Source records:
◆ ◆ ◆

PR #4416, opened 2022-12-06
Add null safety warning about Dart 3

mit-mit:
This is similar to what we already added on https://dart.dev/null-safety

### DIFF
--- a/src/null-safety/unsound-null-safety.md
+++ b/src/null-safety/unsound-null-safety.md
@@ -12,11 +12,14 @@ rely on **unsound null safety**.
 Dart 3--planned for a mid-2023 release--
 will require sound null safety. It will prevent code from running without
 null safety, or with unsound null safety.
-All existing code must be [migrated](#migrate) to sound null safety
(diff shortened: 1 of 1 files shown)


src/null-safety/unsound-null-safety.md
```diff
@@ -3,12 +3,23 @@ title: Unsound null safety
...
-A Dart program can contain some libraries that
+A Dart program may contain some libraries that
 are [null safe][] and some that aren't.
 These **mixed-version programs**
-execute with **unsound null safety**.
+rely on **unsound null safety**.
+
+{{site.alert.warn}}
+Dart 3--planned for a mid-2023 release--
+will require sound null safety. It will prevent code from running without
```
parlough, line 13: Use three dashes for an [em dash](https://developers.google.com/style/dashes) here instead:

```suggestion
Dart 3---planned for a mid-2023 release---will require sound null safety. 
It will prevent code from running without
```

parlough (approved):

◆ ◆ ◆

WHAT THE EXERCISE ASKS:
Read the data above. Pull out each line in which the string "from" appears.

EXERCISE ANSWER:
 will require sound null safety. It will prevent code from running without
+will require sound null safety. It will prevent code from running without
It will prevent code from running without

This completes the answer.